Issue #1932, opened 2021-11-22
Run Connect tests against our branches in CI


tsusanka:
Add jobs to our CI that would run the current firmware against Connect master. Let's also discuss what jobs should be run on every push.

Maybe let's do this along with https://github.com/trezor/trezor-user-env/issues/49.

hynek-jina:
Blocked by https://github.com/trezor/trezor-user-env/issues/49

grdddj:
This could be theoretically closed, as the `Connect` tests were already added into our `CI` in above-mentioned https://github.com/trezor/trezor-firmware/pull/1972 @hynek-jina @matejcik (if we do not want any improvements over current situation)

matejcik:
right, let's close this

PR #1972, opened 2021-12-03
Connect tests against current firmware branch in CI

grdddj:
Starting to experiment with https://github.com/trezor/trezor-firmware/issues/1932

Goal is to get the `connect` repository and run all its tests in our CI using out freshly-build emulator.

For quicker feedback loop, I have disabled all other CI stages apart from the new `connect`.

To be done:
- `tenv` image being able to run a local emulator (as we will have the build emulator as artifact on CI server and we could use it to the tests)
  - other possibility is just sending it the URL with the CI artifact (this is already implemented [in this PR](https://github.com/trezor/trezor-user-env/pull/120)

### DIFF
--- a/ci/shell.nix
+++ b/ci/shell.nix
@@ -57,6 +57,7 @@ stdenvNoCC.mkDerivation ({
     autoflake
     bash
     check
+    curl  # for connect tests
     editorconfig-checker
     gcc
     gcc-arm-embedded
--- a/ci/test.yml
+++ b/ci/test.yml
@@ -373,3 +373,27 @@ core unix memory profiler:
       - core/prof/memperf-html
     expire_in: 1 week
     when: always
+
+# Connect
+
+connect test core:
+  image: registry.gitlab.com/satoshilabs/trezor/trezor-user-env/trezor-user-env:latest
+  stage: test
+  needs:
+    - core unix frozen debug build
+  variables:
+    SDL_VIDEODRIVER: "dummy"
+  before_script:
+    - cp /builds/satoshilabs/trezor/trezor-firmware/core/build/unix/trezor-emu-core /trezor-user-env/src/binaries/firmware/bin/trezor-emu-core-v2.99.99
+    - chmod u+x /trezor-user-env/src/binaries/firmware/bin/trezor-emu-core-v2.99.99
+    - nix-shell -p autoPatchelfHook SDL2 SDL2_image --run "autoPatchelf /trezor-user-env/src/binaries/firmware/bin/trezor-emu-core-v2.99.99"
+  script:
+    - /trezor-user-env/run.sh &
+    - nix-shell --run "tests/connect_tests/connect_tests.sh 2.99.99"
+  after_script:
+    - cp /trezor-user-env/logs/debugging.log trezor-user-env-debugging.log
+  artifacts:
+    paths:
+      - trezor-user-env-debugging.log
+    expire_in: 1 week
+    when: always
--- a/tests/.gitignore
+++ b/tests/.gitignore
@@ -1,2 +1,3 @@
 junit.xml
 trezor.log
+connect_tests/connect
--- a/tests/connect_tests/connect_tests.sh
+++ b/tests/connect_tests/connect_tests.sh
@@ -1,0 +1,30 @@
+#!/usr/bin/env bash
+
+# Cloning connect repository and running the tests from there
+
+FILE_DIR="$(dirname "${0}")"
+cd ${FILE_DIR}
+
+CONNECT_DIR="connect"
+
+# For quicker local usage, do not cloning connect repo if it already exists
+if [[ ! -d "${CONNECT_DIR}" ]]
+then
+    git clone https://github.com/trezor/connect.git
+    cd ${CONNECT_DIR}
+    git submodule update --init --recursive
+else
+    cd ${CONNECT_DIR}
+fi
+
+# Taking an optional script argument with emulator version
+if [ ! -z "${1}" ]
+then
+    EMU_VERSION="${1}"
+else
+    EMU_VERSION="2-master"
+fi
+echo "Will be running with ${EMU_VERSION} emulator"
+
+# Using -d flag to disable docker, as tenv is already running on the background
+nix-shell --run "yarn && tests/run.sh -d -f ${EMU_VERSION}"


grdddj:
After a big help from @vdovhanych (thanks a lot!), now it seems we have a working pipeline of `Connect` tests in our `CI`.

Successful `CI` is at https://gitlab.com/satoshilabs/trezor/trezor-firmware/-/pipelines/424136708 - the `build` job is creating a debug emulator and the `connect` job is taking this emulator, putting it into `tenv` and running some basic tests on it.

In the end there is no need to `docker cp` the emulator inside the `tenv` image, as the `CI` job is configured to use the `tenv` image and clone the `firmware` code with artifacts into it - so instead of `docker cp`, we can just `cp` the emulator to appropriate location in `tenv` filesystem and when `tenv` runs then, it will see it.

Current issues/next steps:
- we need to name the new emulator `2-master` (or theoretically some `X.Y.Z`, like `2.99.99`), as `2-custom` or any other version fails the setup in `Connect` tests: https://github.com/trezor/connect/blob/eadacf99637b6dabd54165879184724dc96d032e/tests/common.setup.js#L52-L56
  -  we could make a small change in `Connect` to allow for `2-custom` or some other names 
- we need to find out how to call all the existing tests at once, currently we call just one using `-i applySettings` argument to the testing `tests/run.sh` script
  - we may need to hardcode the list of tests or somehow split the tests into multiple parts as is done in `Connect CI` - https://github.com/trezor/connect/blob/develop/.gitlab-ci.yml
- new `connect` `CI` stage should be merged into `test` stage
- decide whether to test `T1` emulators as well
- deleting the `Dockerfile` changes to our `environment` image, which were in the end not used
- reverting all the `CI` changes

matejcik:
> * https://github.com/trezor/connect/blob/eadacf99637b6dabd54165879184724dc96d032e/tests/common.setup.js#L52-L56

This honestly sounds like something `tenv` should be abstracting away. Connect should just be able to call "allow-unsafe-paths" and tenv would either do it, if the version is high enough, or do nothing on versions that don't have safety checks.

> we need to find out how to call all the existing tests at once, currently we call just one using `-i applySettings` argument to the testing `tests/run.sh` script

i believe you can just run `tests/run.sh` without this and it will run everything

> * decide whether to test `T1` emulators as well

yes, definitely

grdddj:
> This honestly sounds like something `tenv` should be abstracting away. Connect should just be able to call "allow-unsafe-paths" and tenv would either do it, if the version is high enough, or do nothing on versions that don't have safety checks.

`Tenv` is already ignoring this for `1.X.Y` versions. Is `Connect` logic correct, and only versions  `>= 2.3.2` do have safety-checks, or is there some other way how to recognize it (somehow read it from `client.features`)?

https://github.com/trezor/trezor-user-env/blob/master/src/emulator.py#L430-L438

matejcik:
> `Tenv` is already ignoring this for `1.X.Y` versions.

And that's wrong as well! T1 does have safety checks. They're less strict though, maybe Connect is not hitting them?
It would be interesting to see which Connect test fail.

I would believe the Connect numbers, but perhaps a better strategy is to _always_ call the `apply_settings`, but catch and ignore the exception if the setting doesn't exist.

grdddj:
> And that's wrong as well! T1 does have safety checks. They're less strict though, maybe Connect is not hitting them?
> It would be interesting to see which Connect test fail.

It seems `Connect` really does not care about `T1`, as running it with `1-master` fails at the same place as the `2-custom`.

I also tried to run that basic `applySettings` tests on `1.10.2` and it failed the `Change auto_lock_delay back` test on `"code": "Failure_DataError", "error": "fsm_msg_common.h:367:No setting provided",`

grdddj:
We have the first results of running all the `Connect` tests in our `CI`:
- **T1**
  - under https://gitlab.com/satoshilabs/trezor/trezor-firmware/-/jobs/1858984591
  - **a lot of errors** - `Tests:       115 failed, 1 skipped, 249 passed, 365 total`
  - it seems that `Connect` tests were never supported for `T1`, otherwise I cannot explain so many broken things
  - examples of error messages:
    -  `"error": "ui-device_firmware_unsupported"`
    - `"error": "messages.c:257:Unknown message"`
- **T2**
  - under https://gitlab.com/satoshilabs/trezor/trezor-firmware/-/jobs/1858984585
  - **everything was successful**, the job is green, its logs were just too long that it is not showing the end result with details

matejcik:
it would be nice to get T1 tests running, but that's probably an issue of Connect.

You could try excluding tests manually -- many coins being tested aren't supported on T1, also Connect probably doesn't have the auto-pagination mechanism?
(we could add it - Connect now passes through the `pages` field, so you could add something like "scroll-pages <n>" to tenv for Connect to call)

In any case, let's keep only the TT pipeline for this PR, and continue on the T1 thing in a separate issue/pr

grdddj:
Rebased on `master` and force-pushed.

The commit history (with 42 commits) does not make sense, as it is a lot of experimenting and reverting the changes - I will definitely squash it into probably one commit after we agree.

The first complete `CI` run with the new `connect` job was run in https://gitlab.com/satoshilabs/trezor/trezor-firmware/-/pipelines/424511062 - everything fine apart from that `clang` thing, should be fixed with the rebase.

The one disadvantage is that the `connect` job itself - https://gitlab.com/satoshilabs/trezor/trezor-firmware/-/jobs/1858984585 - takes 20 minutes to complete, which is making the `CI` run longer. The whole pipeline took 38 minutes, which seems much more than the average (I saw one pipeline finished in 23 minutes) - but the time is probably variable with `CI` load and we would need to run it more times to see and compare the average time.

matejcik:
please go ahead and squash&rebase so that we get a clean slate here

grdddj:
> afterwards, a thing we need to check is deliberately breaking Connect tests and checking that they fail.

Yes, that would be nice. Should I create a new branch for it? If we can somehow get the `CI` run for any branch - and if not, we would need to create a new `PR` for it - or doing it inside this `PR` and then reverting the changes.

grdddj:
I have created a separate branch - `grdddj/failing_connect_ci_tests`, where the ethereum's  `get_address` was modified and `CI` for it is running under https://gitlab.com/satoshilabs/trezor/trezor-firmware/-/pipelines/425118821. Some device and maybe even unittests should fail together with the new `connect` tests

grdddj:
In `grdddj/redirecting_connect_output_to_logfile` I am trying to send `connect` logs to a logfile instead of `Gitlab` screen, as the output is so long it does not even show the final result

grdddj:
Pipeline https://gitlab.com/satoshilabs/trezor/trezor-firmware/-/pipelines/425118680 verified that these `connect` tests would fail when some mistake is introduced in `firmware` (unfortunately we cannot see the real results there, just that it failed - to be solved below)

Pipeline https://gitlab.com/satoshilabs/trezor/trezor-firmware/-/pipelines/425195602 is introducing redirect of all `connect-specific` logs into a logfile and making it an artifact under https://gitlab.com/satoshilabs/trezor/trezor-firmware/-/jobs/1862813513/artifacts/browse. It shows the final test output, and surprisingly in this case we have some errors for `Bitcoin` tests, it seems like a `timeout` issue with the emulator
━━━━━━
Consider the material above. Report how many of its lines contain the word "then", and nothing more.

[OUTPUT]: 4